== The data ==

PR #1313, opened 2021-03-25
Add support for flushing partial traces

kevingosse:
Add a way to partially flush large traces. The partial flush is opt-in, and triggered when the number of closed spans in a trace gets above a given threshold.

New configuration keys:
 - `DD_TRACER_PARTIAL_FLUSH_ENABLED`: enables the partial flush
 - `DD_TRACER_PARTIAL_FLUSH_MIN_SPANS`: changes the threshold (default is 500 closed spans in a trace)

### DIFF
--- a/src/Datadog.Trace/Configuration/ConfigurationKeys.cs
+++ b/src/Datadog.Trace/Configuration/ConfigurationKeys.cs
@@ -305,12 +305,14 @@ namespace Datadog.Trace.Configuration
         /// <summary>
         /// Configuration key to enable sending partial traces to the agent
         /// </summary>
-        public const string PartialFlushEnabled = "DD_TRACER_PARTIAL_FLUSH_ENABLED";
+        /// <seealso cref="TracerSettings.PartialFlushEnabled"/>
+        public const string PartialFlushEnabled = "DD_TRACE_PARTIAL_FLUSH_ENABLED";
 
         /// <summary>
         /// Configuration key to set the minimum number of closed spans in a trace before it's partially flushed
         /// </summary>
-        public const string PartialFlushMinSpans = "DD_TRACER_PARTIAL_FLUSH_MIN_SPANS";
+        /// <seealso cref="TracerSettings.PartialFlushMinSpans"/>
+        public const string PartialFlushMinSpans = "DD_TRACE_PARTIAL_FLUSH_MIN_SPANS";
 
         /// <summary>
         /// String format patterns used to match integration-specific configuration keys.
--- a/src/Datadog.Trace/Configuration/ConfigurationKeys.cs
+++ b/src/Datadog.Trace/Configuration/ConfigurationKeys.cs
@@ -303,6 +303,16 @@ namespace Datadog.Trace.Configuration
         public const string HttpClientErrorStatusCodes = "DD_HTTP_CLIENT_ERROR_STATUSES";
 
         /// <summary>
+        /// Configuration key to enable sending partial traces to the agent
+        /// </summary>
+        public const string PartialFlushEnabled = "DD_TRACER_PARTIAL_FLUSH_ENABLED";
+
+        /// <summary>
+        /// Configuration key to set the minimum number of closed spans in a trace before it's partially flushed
+        /// </summary>
+        public const string PartialFlushMinSpans = "DD_TRACER_PARTIAL_FLUSH_MIN_SPANS";
+
+        /// <summary>
         /// String format patterns used to match integration-specific configuration keys.
         /// </summary>
         public static class Integrations
--- a/src/Datadog.Trace/Configuration/TracerSettings.cs
+++ b/src/Datadog.Trace/Configuration/TracerSettings.cs
@@ -190,9 +190,12 @@ namespace Datadog.Trace.Configuration
                 // default value
                 ?? false;
 
-            PartialFlushMinSpans = source?.GetInt32(ConfigurationKeys.PartialFlushMinSpans)
-                // default value
-                ?? 500;
+            var partialFlushMinSpans = source?.GetInt32(ConfigurationKeys.PartialFlushMinSpans);
+
+            if ((partialFlushMinSpans ?? 0) <= 0)
+            {
+                PartialFlushMinSpans = 500;
+            }
         }
 
         /// <summary>
--- a/src/Datadog.Trace/Configuration/TracerSettings.cs
+++ b/src/Datadog.Trace/Configuration/TracerSettings.cs
@@ -24,6 +24,8 @@ namespace Datadog.Trace.Configuration
         /// </summary>
         public const int DefaultAgentPort = 8126;
 
+        private int _partialFlushMinSpans;
+
         /// <summary>
         /// Initializes a new instance of the <see cref="TracerSettings"/> class with default values.
         /// </summary>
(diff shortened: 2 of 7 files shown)


src/Datadog.Trace/TraceContext.cs
```diff
@@ -104,9 +105,10 @@ public void CloseSpan(Span span)
 
             lock (_spans)
             {
+                _spans.Add(span);
```
zacharycmontoya, line 108: @lucaspimentel do the spans need to be ordered in any way? My thinking is no but I want to double check. This would basically add the root span as the last element instead of the first element in the previous implementation

kevingosse: That's a good point, gonna check how the agent processes them

src/Datadog.Trace/Configuration/ConfigurationKeys.cs
```diff
@@ -302,6 +302,16 @@ public static class ConfigurationKeys
...
 
+        /// <summary>
+        /// Configuration key to enable sending partial traces to the agent
+        /// </summary>
+        public const string PartialFlushEnabled = "DD_TRACER_PARTIAL_FLUSH_ENABLED";
+
+        /// <summary>
+        /// Configuration key to set the minimum number of closed spans in a trace before it's partially flushed
+        /// </summary>
+        public const string PartialFlushMinSpans = "DD_TRACER_PARTIAL_FLUSH_MIN_SPANS";
```
zacharycmontoya, line 313:
```suggestion
        public const string PartialFlushMinSpans = "DD_TRACE_PARTIAL_FLUSH_MIN_SPANS";
```

src/Datadog.Trace/Configuration/ConfigurationKeys.cs
```diff
@@ -302,6 +302,16 @@ public static class ConfigurationKeys
         /// <seealso cref="TracerSettings.HttpClientErrorStatusCodes"/>
         public const string HttpClientErrorStatusCodes = "DD_HTTP_CLIENT_ERROR_STATUSES";
 
+        /// <summary>
+        /// Configuration key to enable sending partial traces to the agent
+        /// </summary>
+        public const string PartialFlushEnabled = "DD_TRACER_PARTIAL_FLUSH_ENABLED";
```
zacharycmontoya, line 308:
```suggestion
        public const string PartialFlushEnabled = "DD_TRACE_PARTIAL_FLUSH_ENABLED";
```

src/Datadog.Trace/TraceContext.cs
kevingosse: `GetRoot` looks for the root in the whole trace, so that should be OK: https://github.com/DataDog/datadog-agent/blob/8f141e218ee5bd74d6a7742e73844220c5cda603/pkg/trace/traceutil/trace.go#L27

As a matter of fact, it starts looking by the end, so it looks like we are actually expected to push them in that order

src/Datadog.Trace/TraceContext.cs
```diff
@@ -104,9 +105,10 @@ public void CloseSpan(Span span)
...
                 _openSpans--;
 
-                if (_openSpans == 0)
+                if (_openSpans == 0 || ShouldTriggerPartialFlush())
```
zacharycmontoya, line 111: @kevingosse just to make sure I understand, by setting the "top level" metric on the correct span, the agent will accept these partial traces and there's nothing else we need to do? And the behavior exists on the 0.4 endpoint? Also, it's worth documenting on what version of the Agent this functionality was enabled, perhaps in the ConfigurationKey's

src/Datadog.Trace/TraceContext.cs
lucaspimentel: > do the spans need to be ordered in any way? 

Not that I know of. 

> it starts looking by the end

Interesting. I wonder how much this affects Trace Agent performance (having tracers add the root span at the start vs end of the array).

src/Datadog.Trace/Configuration/ConfigurationKeys.cs
```diff
@@ -302,6 +302,16 @@ public static class ConfigurationKeys
         /// <seealso cref="TracerSettings.HttpClientErrorStatusCodes"/>
         public const string HttpClientErrorStatusCodes = "DD_HTTP_CLIENT_ERROR_STATUSES";
 
+        /// <summary>
+        /// Configuration key to enable sending partial traces to the agent
+        /// </summary>
```
andrewlock, line 307:
```suggestion
        /// </summary>
        /// <seealso cref="TracerSettings.PartialFlushEnabled"/>
```

src/Datadog.Trace/Configuration/ConfigurationKeys.cs
```diff
@@ -302,6 +302,16 @@ public static class ConfigurationKeys
...
+        public const string PartialFlushEnabled = "DD_TRACER_PARTIAL_FLUSH_ENABLED";
+
+        /// <summary>
+        /// Configuration key to set the minimum number of closed spans in a trace before it's partially flushed
+        /// </summary>
```
andrewlock, line 312:
```suggestion
        /// </summary>
        /// <seealso cref="TracerSettings.PartialFlushMinSpans"/>
```

src/Datadog.Trace/Configuration/TracerSettings.cs
```diff
@@ -350,6 +360,28 @@ public bool DiagnosticSourceEnabled
...
+        /// Gets or sets the minimum number of closed spans in a trace before it's partially flushed
+        /// </summary>
+        public int PartialFlushMinSpans
+        {
+            get => _partialFlushMinSpans;
+            set
+            {
+                if (value <= 0)
+                {
+                    throw new ArgumentException("The value must be strictly greater than 0", nameof(PartialFlushMinSpans));
```
andrewlock, line 378: Not just greater, **strictly** greater 😄

andrewlock (approved):
Nice 🙂

src/Datadog.Trace/TraceContext.cs
kevingosse: That's correct.

And yes, I will add an agent version check before merging

kevingosse: Actually, if that's OK with you, I'm going to merge the PR as-is and add the agent check in a separate PR.
The agent check requires a version of the agent that hasn't been released yet, so I'd like to publish a pre-release before implementing it.

src/Datadog.Trace/Configuration/TracerSettings.cs
lucaspimentel: Hmm, this is new. I don't think we throw on invalid settings anywhere else. Part of me things that we should throw when users are setting this from code, but if a user sets env var `DD_TRACE_PARTIAL_FLUSH_MIN_SPANS=-1`, their app may crash during startup (even if `DD_TRACE_PARTIAL_FLUSH_ENABLED=false`).

Should we consider logging this and setting the default value instead? Or changing the logic so it only throw when setting from code but not from other sources?

src/Datadog.Trace/TraceContext.cs
```diff
@@ -13,7 +13,7 @@ internal class TraceContext : ITraceContext
 
         private readonly DateTimeOffset _utcStart = DateTimeOffset.UtcNow;
         private readonly long _timestamp = Stopwatch.GetTimestamp();
-        private readonly List<Span> _spans = new List<Span>();
+        private List<Span> _spans = new List<Span>();
```
lucaspimentel, line 16: Doesn't look like we needed to remove the `readonly`.

kevingosse: Right, that because I started by doing something much more complicated 😅  gonna restore it

src/Datadog.Trace/Configuration/TracerSettings.cs
kevingosse: In https://github.com/DataDog/dd-trace-dotnet/pull/1313/commits/a02af7372630a04734e42ac8718265848fa3b8b2, I changed that to not throw if the value is set from the configuration

lucaspimentel: Thanks.

lucaspimentel (approved):

zacharycmontoya (approved):
🎉

tonyredondo (approved):
LGTM!

colin-higgins (approved):

PR #865, opened 2020-08-18
Skip DNS resolution when agent is bound to localhost

kevingosse:
Attempting to re-merge https://github.com/DataDog/dd-trace-dotnet/pull/841 with fixes for failing tests

PR #1314, opened 2021-03-25
Listen on localhost instead of 127.0.0.1

andrewlock:
Previously I was seeing `HttpListenerException : The network location cannot be reached` when running the tests locally (on Windows). This seems to fix the issue, though I haven't tested it on Linux/mac

@DataDog/apm-dotnet

### DIFF
--- a/test/Datadog.Trace.TestHelpers/MockTracerAgent.cs
+++ b/test/Datadog.Trace.TestHelpers/MockTracerAgent.cs
@@ -60,7 +60,6 @@ namespace Datadog.Trace.TestHelpers
                 // seems like we can't reuse a listener if it fails to start,
                 // so create a new listener each time we retry
                 var listener = new HttpListener();
-                listener.Prefixes.Add($"http://127.0.0.1:{port}/");
                 listener.Prefixes.Add($"http://localhost:{port}/");
 
                 try
--- a/test/Datadog.Trace.Tests/DogStatsDTests.cs
+++ b/test/Datadog.Trace.Tests/DogStatsDTests.cs
@@ -110,7 +110,7 @@ namespace Datadog.Trace.Tests
             {
                 var settings = new TracerSettings
                 {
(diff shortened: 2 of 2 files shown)


lucaspimentel:
I had this same error for a while, then I figured out it was some bad config on my machine. Can't remember what it was, though 😞

lucaspimentel:
I also seem to remember something about `localhost` being several seconds slower (if IPv6 was enabled?), which is why we switched to `127.0.0.1`. IIRC, @kevingosse figured that one out, so he may remember better than me.

kevingosse:
> I also seem to remember something about `localhost` being several seconds slower (if IPv6 was enabled?), which is why we switched to `127.0.0.1`. IIRC, @kevingosse figured that one out, so he may remember better than me.
> 
> edit: see #841 and #865

That's correct for the tracer (agent is bound to ipv4 only, and "localhost" first resolves to ipv6, which adds a 2 seconds delay at the connection). And then I had to do the same change to the MockAgent because somehow it broke the tests (as you can see in the integration tests of this PR 😛 ). I'm don't know why though. In theory it should be fine to have the MockAgent listen to localhost.

andrewlock:
For the record, I ran 

```
netsh http show iplisten
```

and found this:

```
IP addresses present in the IP listen list:
-------------------------------------------

    ::
```

Which I remember adding to try and work around an IIS express issues a while back. I removed the entry using 

```
netsh http delete iplisten ::
```

and bingo, the tests pass again.

Thanks all!

> And then I had to do the same change to the MockAgent because somehow it broke the tests
That's a whole lot of weird 🤷

lucaspimentel:
> I removed the entry [...] and bingo, the tests pass again.

Interesting! I have:
```
IP addresses present in the IP listen list:
-------------------------------------------

    ::
    127.0.0.1
```
Looks like I was in the same state as you (only `::`) and then I added `127.0.0.1`. I'll try removing both. Seems cleaner.

PR #1315, opened 2021-03-25
Port OTEL refactor

zacharycmontoya:
Port changes from OTEL PR's:
- open-telemetry/opentelemetry-dotnet-instrumentation#74
- open-telemetry/opentelemetry-dotnet-instrumentation#78

PR 74 introduces the following refactorings, with 78 adding small changes. The refactorings include:
1. Renaming `IAgentWriter` to `ITraceWriter`
2. Refactoring `AgentWriter` to use an `IMetrics` object with a default `NullMetric` implementation, which helps remove null checks everywhere it's used

@DataDog/apm-dotnet

### DIFF
--- a/src/Datadog.Trace/Abstractions/IMetrics.cs
+++ b/src/Datadog.Trace/Abstractions/IMetrics.cs
@@ -1,0 +1,14 @@
+namespace Datadog.Trace.Abstractions
+{
+    internal interface IMetrics
+    {
+        /// <summary>
+        /// Increments the specified counter.
+        /// </summary>
+        /// <param name="statName">The name of the metric.</param>
+        /// <param name="value">The amount of increment.</param>
+        /// <param name="sampleRate">Percentage of metric to be sent.</param>
+        /// <param name="tags">Array of tags to be added to the data.</param>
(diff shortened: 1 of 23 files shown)


andrewlock (commented):
These changes all make sense, but unfortunately they're breaking changes for us I think, as they change "public" `internal` methods 🙁 Probably need to add this to the 2.0 list...

zacharycmontoya:
> These changes all make sense, but unfortunately they're breaking changes for us I think, as they change "public" `internal` methods 🙁 Probably need to add this to the 2.0 list...

I initially thought that these changes were fine because at this point in time of the repo, `Datadog.Trace.ClrProfiler.Managed` doesn't call any of the internal methods I've modified here, but now I realize that it's possible that *older* versions of `Datadog.Trace.ClrProfiler.Managed` might have these calls. I'm thinking I can address this during the game day to identify all the various callsites that expose these mismatching issues, so I'll follow up on this PR when I have more information.

zacharycmontoya:
Closing because I think we're at the point now where the OTEL instrumentation repo and the Datadog repo are diverging in the managed code paths. Will re-open if there's strong motivation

===

▶ **Assignment**:
Exactly as they stand, please print the lines from the first line of the records above down to the line that includes "enables the partial flush", both of those included and no others.

▶ **Solution to this task**:
PR #1313, opened 2021-03-25
Add support for flushing partial traces

kevingosse:
Add a way to partially flush large traces. The partial flush is opt-in, and triggered when the number of closed spans in a trace gets above a given threshold.

New configuration keys:
 - `DD_TRACER_PARTIAL_FLUSH_ENABLED`: enables the partial flush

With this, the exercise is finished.